GoldenGATE And XML Markup Can Give New Life To Old Taxonomic Data

A new paper demonstrates how XML markup using GoldenGATE can address the challenges presented by unstructured legacy data, like those presented in the widely used PDF format. The paper demonstrates how structured primary biodiversity data can be extracted from such legacy sources and aggregated with and jointly queried with data from other Darwin Core-compatible sources, to present a visualization of these data that can communicate key information contained in biodiversity literature.

A new paper demonstrates how XML markup using GoldenGATE can address the challenges presented by unstructured legacy data, like those presented in the widely used PDF format.

The paper demonstrates how structured primary biodiversity data can be extracted from such legacy sources and aggregated with and jointly queried with data from other Darwin Core-compatible sources, to present a visualization of these data that can communicate key information contained in biodiversity literature.

Specimen data in taxonomic literature are among the highest quality primary biodiversity data. Innovative cybertaxonomic journals such as the Biodiversity Data Journal are using workflows that preserve the data's structure and semantic specificity and disseminate electronic content to aggregators and other users that makes these data reusable. Such structure however is lost in traditional taxonomic publishing and currently, access to that resource is cumbersome, especially for non-specialist data consumers.

The question is: how do you manage this vast distributed repository of knowledge about biodiversity to make it easily available reusable for future research?

Dashboard chart summarizing content from 37 open access articles published in Zootaxa and five articles published in Biodiversity Data Journal containing treatments on spiders. These charts illustrate interoperability of data from XML-based publishing and subsequently marked up legacy literature. Credit: Jeremy A. Miller

To answer this challenge this project queried XML structured articles published in Biodiversity Data Journal along with historical taxonomic literature marked up using GoldenGATE, and represents the results as a series of standard charts. XML structured documents are maintained by the Swiss NGO Plazi and are freely available online.

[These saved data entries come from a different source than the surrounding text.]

PR #1460, opened 2026-08-25
feat(hooks): nudge when a session's memory MCP runs stale code

WingedGuardian:
### The gap
Each Claude Code session's MCP subprocesses (memory, health, …) snapshot their
code at spawn and **never reload**. `update.sh` restarts only `genesis-server`,
so a deploy that lands **mid-session** silently leaves that session's recall —
and its current **security read-exclusions** (#1431/#1407) and FTS behavior
(#1403) — on the old code until the user restarts the session. There is no
auto-restart, and until now no signal: a long-lived session serves stale recall
indefinitely. (Measured live: sessions running 10–19 days / up to 18 recall-path
commits behind.)

### The change
A per-prompt `UserPromptSubmit` nudge in `scripts/genesis_urgent_alerts.py`. When
**this** session's MCP predates the last successful deploy, it prints one line:

```
[⚠ Memory MCP stale: this session's MCP predates the 2026-08-21 deploy (now 87590955) — restart the session to refresh recall + security read-exclusions]
```

- **Same verdict as the dashboard badge.** The stale/fresh decision is delegated
  to the shared `commit_identity.is_stale` leaf — the exact verdict Part-A's guard
  and the dashboard stale-code badge use, so the three can never disagree. A
  session **ahead** of the last recorded deploy (a manual `git pull`) is **not**
  flagged (the time-axis guard: `deploy_completed_at > spawn_at`).
- **Correct-session identity.** Walks the `/proc` ppid chain from the hook to this
  session's `claude` pid, then matches that pid against the `mcp-spawn` file plane
  (`enumerate_spawn_slots`) and validates via `read_spawn_identity` (pid + start-time,
  so a recycled pid from a dead session can't produce a false badge).
- **Per-prompt, not SessionStart** — the MCP is fresh at session start; it goes
  stale only when a deploy lands *during* the session.
- **Throttled + fail-open.** At most once per 3h per session; the whole path is
  wrapped so any read/parse miss (no spawn record, no deploy row, unreadable
  `/proc`, locked DB) emits nothing — a fresh session stays silent, and a nudge
  miss never surfaces as an error on a hook that runs on every prompt.

Read-only throughout (world-readable `/proc`, `mode=ro` sqlite); no new imports of
`fastmcp`/`aiosqlite` in the hook.

### Verification
- **16 tests** (`tests/test_scripts/test_urgent_alerts_staleness_nudge.py`): pure
  verdict (stale / fresh-same-commit / ahead / no-deploy), read-only deploy read
  (newest-success / no-success / missing db / missing table), throttle
  (absent→recorded→expired, garbled marker), and the integration omission matrix
  (stale→emits+records, fresh→silent, no-pid / pid-not-in-plane / unvalidated-ident
  / throttled→silent). **Verify-RED** confirmed by inverting `is_stale`.
- **E2E:** the real hook run against a live *genuinely stale* session emits the
  nudge; a session with no charter/no spawn record stays otherwise-quiet. `ruff`
  clean. Existing `genesis_urgent_alerts` charter-tag tests still green.

### Scope note
Nudge only — no auto-restart (update.sh doesn't own `claude` procs; restarting a
live session's MCP is delicate). Widening the server-side staleness guard to a
WARN tier on recall/reference reads is deferred (tabled follow-up).

### DIFF
--- a/CHANGELOG.md
+++ b/CHANGELOG.md
@@ -9,6 +9,19 @@ Versioning follows Genesis release stages (v3.0a → v3.0b → v3.1 → v4.0a…
 
 ## [Unreleased]
 
+### Added
+
+- **A per-prompt nudge when a session's memory MCP is running stale code.** Each
+  Claude Code session's MCP subprocesses snapshot their code at spawn and never
+  reload, so a deploy landing mid-session leaves recall — and its current security
+  read-exclusions — on the old code until the session restarts (there is no
+  auto-restart). The UserPromptSubmit hook now emits a one-line nudge when this
+  session's MCP predates the last successful deploy, reusing the exact
+  `commit_identity.is_stale` verdict the dashboard stale-code badge uses (a session
+  *ahead* of the deploy, e.g. a manual `git pull`, is never flagged). Throttled per
+  session and fail-open: a fresh session stays silent, and any read/parse miss emits
+  nothing.
+
 ### Fixed
 
 - **The dashboard Surplus health tile no longer reads green while the surplus
--- a/scripts/genesis_urgent_alerts.py
+++ b/scripts/genesis_urgent_alerts.py
@@ -1,17 +1,23 @@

In such form, data associated with specimens becomes much more valuable as it can reveal key information about a particular species, and even about the scientists who investigate them. Charts indicate at a glance, for example, what time of year and elevation range a species is likely to be found at, useful information if you want to search for it in the field.

Our accumulated biodiversity knowledge includes an estimated 2-3 billion specimens in natural history collections and 500 million pages of printed text. These are the data we need to answer questions that are relevant to our world today, like setting conservation priorities and anticipating the effects of climate change on biodiversity and ecosystem functions that affect the lives of people.

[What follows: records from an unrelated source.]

PR #1688, opened 2026-09-04
feat(outreach): route marketing campaign updates to their own Telegram topic

WingedGuardian:
## What

Marketing campaign updates (its tick digest / reply pings) previously routed to the shared **Morning Reports** Telegram topic. This adds a dedicated `marketing` outreach category so they land in their own **"Marketing"** forum topic, cleanly separated from the morning report and other digests.

Root cause: the campaign called `outreach_send(category='digest')` → `resolve_outreach_category('digest')` → `'morning_report'`. `outreach_send` stamps `signal_type=category` with no per-campaign discriminator, so a dedicated category is the routing mechanism.

## Changes (6 coordinated spots)

- `OutreachCategory.MARKETING` enum — the validation gate `outreach_send` checks — plus an enum-subset-of-DB-CHECK lock test (catches "added the enum, forgot the CHECK" for any future category).
- `resolve_outreach_category` `"marketing" → "marketing"` + `DEFAULT_CATEGORIES` `"Marketing"` display name.
- `outreach_history.category` CHECK: canonical `_tables.py` DDL + a guarded table-rebuild block (the inline fragment-probe chain, block #5) that carries the enforcing `engagement_outcome` CHECK and self-heals via a CASE-normalized copy — so it never undoes the earlier engagement-CHECK fix and never re-fires.
- Governance threshold `marketing: 0.0` (`config.py` defaults + `config/outreach.yaml`) so an owner-facing digest is not dropped by the default salience gate. It remains subject to quiet-hours + the shared daily cap, exactly like `notification`/`content`.

## Deploy

Additive migration — existing installs pick up the category automatically on `git pull` + server restart. The morning report and all other topics are unaffected. The behavioral rewire (the campaign sending `category='marketing'`, plus a material-only "only ping when something material happened" rule) lives in the install-local campaign strategy doc, paired with this infra.

## Verification

- Targeted suites green: telegram-topics 12, marketing-rebuild 5, engagement-rebuild 5, governance 27, types 9, schema 34; ruff clean.
- Real-data acceptance bar: ran the migration against a consistent online-backup snapshot of the live `outreach_history` (1670 rows) — all rows preserved, `marketing` enabled, garbage rejected, engagement enforcement intact.
- Adversarial review (genesis-architect): no BLOCKER; one SHOULD-FIX (a comment that overclaimed "always deliver") corrected, one NOTE (rebuild independence) fixed with the CASE copy.

Ledger: 23f4fa665204438290bd6956eb0ecfbf

## Summary by CodeRabbit

- **New Features**
  - Marketing campaign updates now appear in a dedicated Telegram **Marketing** topic instead of the shared Morning Reports topic.
  - Marketing updates bypass the salience threshold while remaining subject to quiet hours and the shared daily sending limit.
  - Marketing reply notifications are routed to the dedicated Marketing topic.
- **Migration**
  - Existing installations automatically receive the new marketing category when restarted.
  - Other Telegram topic routing remains unchanged.


WingedGuardian:
@codex review

WingedGuardian:
**Structural review:** CLEAN — no ERROR-level pattern violations found.

One NOTE:
- `src/genesis/channels/telegram/topics.py` (`resolve_outreach_category` docstring, ~line 311) — the docstring's example list ("E.g., `\"blocker\"` → `\"alert\"`, `\"surplus\"` → `\"surplus\"`") wasn't updated to mention the new `marketing` → `marketing` mapping this PR adds. Non-blocking (docstring examples are illustrative, not exhaustive), but the method's behavior changed and the doc didn't follow.

**PII/Secrets/Wording scan:** CLEAN — no secrets, tokens, private IPs/hostnames, SSH keys, or personal emails in the added lines; PR title/body/CHANGELOG describe a routing/UX fix (marketing campaign digests moving to their own Telegram forum topic) with no security-incident, data-exposure, or private-infrastructure language.

Spot-checks performed:
- Raw SQL in `_migrations.py` / `_tables.py` is confined to schema/migration code (exempt from the raw-SQL rule by policy); the one f-string-interpolated fragment in the new rebuild block (`_CANONICAL_OUTCOMES_SQL`) is a module-local literal constant defined earlier in the same function, correctly in scope, with a justified `noqa: S608`.
- `except Exception:` blocks in the new migration code name an exception type — not bare excepts.
- The new `OutreachCategory.MARKETING` enum value is covered by the DB CHECK (enforced by the new `test_every_outreach_category_is_in_the_db_check` lock test) and correctly left out of `governance._BYPASS_CATEGORIES`, matching the PR's own inline comment claim (verified against `src/genesis/outreach/governance.py:22`).
- No new files were added under `src/`, so no missing-test-file WARNING; both touched behaviors (`resolve_outreach_category`, the migration chain) have new/updated tests, and the migration's rebuild-#5 ordering/probe logic checks out against the surrounding rebuild #4 code.

VERDICT: PASS



---

WingedGuardian:
@codex review

WingedGuardian:
@codex review

WingedGuardian:
## Codex round-1 dispositions (head `6f0a22c4`)

**P1#1 — extra-column drift → FIXED.** Rebuild #5 now copies via the canonical `_intersection_copy` (raises on a live-only column instead of dropping it; try/except keeps the original table). Verified drift-safe: the live `outreach_history` has exactly the 20 canonical columns.

**P2#1 — reply-ping category → FIXED.** `make_marketing_reply_notifier` now uses `MARKETING` (own topic) instead of `NOTIFICATION` (DM). Verified `submit_raw → _deliver` reaches topic resolution via `delivery_routing.marketing=supergroup`.

**P2#2 — pin delivery → FIXED.** Added explicit `delivery_routing.marketing: supergroup` (yaml + defaults), matching approval/content.

**P2#3 — merge defaults into saved configs → FIXED.** `load_outreach_config` now merges shipped defaults **under** the user's `channel_preferences`/`thresholds`/`delivery_routing` maps (user overrides still win), so a config saved before the marketing category existed still resolves marketing's channel/threshold/routing. New test locks it.

**P1#2 — "fail startup on migration failure" → DISPUTED (recommend override).** The proposed fix is inappropriate for this codebase:
- Its premise ("another process holds the SQLite write lock") is already handled — the connection layer's `_retry_locked` retries `database is locked` with jittered backoff on every execute, so a transient lock retries rather than fails.
- `log-and-continue` matches the four sibling `outreach_history` rebuild blocks and logs at **ERROR** (surfaced in health + dashboard) — not silent.
- A genuine non-lock DDL failure fails on **every** boot → caught in CI, never prod; refusing to boot the whole server (denying every other table) over one category is a worse, inconsistent failure mode.
- The dup-send it describes needs a marketing campaign actively sending on an install where the migration genuinely failed and stayed failed; campaigns ship as zero data, and this install keeps the campaign paused until the migration is verified applied at deploy.

CodeRabbit's atomicity note: the `_intersection_copy` change covers the data-loss half; the CancelledError-after-DROP half is a pre-existing pattern shared by all four sibling rebuilds (separate follow-up, not this PR's scope).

"In short, we have half a billion pages worth of biodiversity knowledge and are just learning how to query it. The real power comes when data from many articles are combined, queried, and reused for new purposes. Potential applications span the scientific, policy, and public spheres. When we all have better access to the information that already exists in the global corpus of biodiversity literature, this helps us do a better job of exploring what we don't know and wisely applying what we do." explains the lead author Dr Jeremy Miller, Naturalis Biodiversity Center.

Citation: Miller J, Agosti D, Penev L, Sautter G, Georgiev T, Catapano T, Patterson D, King D, Pereira S, Vos R, Sierra S (2015) Integrating and visualizing primary data from prospective and legacy taxonomic literature. Biodiversity Data Journal 3: e5063. doi: 10.3897/BDJ.3.e5063. This project was supported by pro-iBiosphere and EU BON, two FP-7 (European Union Seventh Framework Programme, 2007-2013) grants (No 312848 and 308454).